Darrell Jeter, director of emergency management and planning, said the University decided to put its own spin on emergency preparedness. He added that Justin Miller, UNC's emergency management coordinator, has been interested in bringing the theme of zombies to campus for the past few years. 

Jeter said with the resumption of in-person activities on campus, the theme had the opportunity to finally come alive.

“People have different comfort levels discussing unpredictable activity or disasters or unfortunate human-caused emergencies or incidents that either they have faced personally, a loved one may have faced or we witness around the nation but they are necessary conversations to have because if we’re not informed, we don’t feel empowered to take action if we are faced with some emergency situation,” he said. 

The event included 12 hands-on demonstrations where students could learn life-saving skills — including simulating driving under the influence, cooking meals with emergency food supplies and bandaging zombie bites. 

Caroline Williams, a member of the South Orange Rescue Squad, ran a swift water rescue demonstration, which included teaching participants CPR.

"We always try to teach CPR to as many people as we can anywhere we go because we know that if bystanders don’t start CPR right away," Williams said, "we aren’t as able to help when we get there in our ambulance."

Hayley Black, a UNC sophomore, said she appreciated that the event took place in the Pit because it drew the attention of people who might not have already known it was happening. 

Black said the event taught her that being prepared for any situation can help mitigate problems as they arise. 

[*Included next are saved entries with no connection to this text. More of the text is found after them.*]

PR #49, opened 2024-04-06
[Core] Implement DoT haste scaling for Cataclysm

InDebt:
* Added a new APL to query the DoT frequency. This should allow for easy checks (Remaining Time < DoT Frequency) to allow re-applying DoTs without clipping them.
* All player DoTs should be affected by haste and thus automatically be affected by the patch
* The tick that gets carried over to the new dot also profits from the new snapshots - see sources in the commit

## Todo
* Further reasearch if all DoTs in general are affected by these changes or if there are exeptions and how HoTs behave

### DIFF
--- a/sim/core/dot.go
+++ b/sim/core/dot.go
@@ -144,6 +144,9 @@ func (dot *Dot) Apply(sim *Simulation) {
 		nextTick := dot.TimeUntilNextTick(sim)
 		dot.RecomputeAuraDuration()
 		dot.Aura.Duration += nextTick
+
+		// add extra tick
+		dot.TickCount--
 	} else {
 		dot.RecomputeAuraDuration()
 	}
--- a/sim/core/dot.go
+++ b/sim/core/dot.go
@@ -125,21 +125,29 @@ func (dot *Dot) RescheduleNextTick(sim *Simulation) {
 	sim.AddPendingAction(dot.tickAction)
 }
 
+// Snapshots and activates the Dot
+// If the Dot is running it's duration will be refreshed and
+// if there was a next Dot happening this will carry over to the new Dot
 func (dot *Dot) Apply(sim *Simulation) {
-
-	// for now all DoTs affected by haste (Player DoTs) should be affected
-	// by cata haste scaling no matter what
-	// TODO: Research how HoTs, physical DoTs and trinket induced DoTs might be handled
-	if dot.AffectedByCastSpeed {
-		dot.ApplyOrRefresh(sim)
-		return
-	}
 
 	dot.TakeSnapshot(sim, false)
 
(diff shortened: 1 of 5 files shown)


rosenrusinov:
Dots by melee classes are not hasted iirc (dk for example)

InDebt:
Yeah I should have been more specific.
Right now this change applies to all DoTs that have AffectedByHaste set to true. So this should not be the case for DK or physical DoTs.
Albeit small, the total duration of the DoT that gets rebuffed is extended by the next tick time. I'm just unsure if this now applies to Melee DoTs like deep wounds. In WoTLK it would just refresh the duration and keep the tick timer form the last DoT without the total duration being extended, right?

sim/core/dot.go
```diff
@@ -124,12 +125,29 @@ func (dot *Dot) RescheduleNextTick(sim *Simulation) {
...
 	dot.TakeSnapshot(sim, false)
 
-	dot.Cancel(sim)
 	dot.TickCount = 0
-	dot.RecomputeAuraDuration()
+
+	// we a have running dot tick
+	// the next tick never get's clipped and is added onto the dot's time for hasted dots
+	// see: https://github.com/wowsims/cata/issues/50
+	if dot.tickAction != nil {
```
rosenrusinov, line 140: `dot.tickAction != nil && !dot.tickAction.canceled`

Its safer to check if the action was canceled as well as not nil

sim/core/dot.go
```diff
@@ -124,12 +125,29 @@ func (dot *Dot) RescheduleNextTick(sim *Simulation) {
...
+
+		// save next tick timer as timer is computed based on tick time
+		// which we update in RecomputeAuraDuration
+		nextTick := dot.TimeUntilNextTick(sim)
+		dot.RecomputeAuraDuration()
+		dot.Aura.Duration += nextTick
```
rosenrusinov, line 146: Dont you need to also add an extra tick to the dot? Just increasing its duration will mean it wont tick the last time but just expire I think

InDebt: Yeah I confirmed it's indeed the case. My bad. 

I'd not like to just 'add' an extra tick however. Talents like Improved Devouring Plague require the correct amount of the DoT's ticks. So I see two options.

1. Add a new Option like `HasRollOverTick` which would add +1 in `MaxTicksRemaining`
2. Create a new utility method `ExpectedTickCount` on `Dot` which both `RecomputeAuraDuration` would call and spells / auras that need the dot's tick count. This would have the drawback however, that the tick count could be different if it's queried not on dot apply.

rosenrusinov: I wonder if you can just make the tickCount -1 😅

"I think that I’ve just learned that I should be aware of my resources and kind of have an idea of what I would do in different natural or human-made disasters," she said. 

Kelly Drayton, assistant chief of emergency management at the Chapel Hill Fire Department, ran the department’s booth and talked about fire safety and fielded questions from students. 

She said the festival had a great turnout and she appreciated the opportunity to participate.

“There’s also a really tangible practical element that it’s just a chance for (students) to come out and see all the resources, all of the different tools they have access to and hopefully learn a little bit about various organizations they didn’t maybe know about,” she said.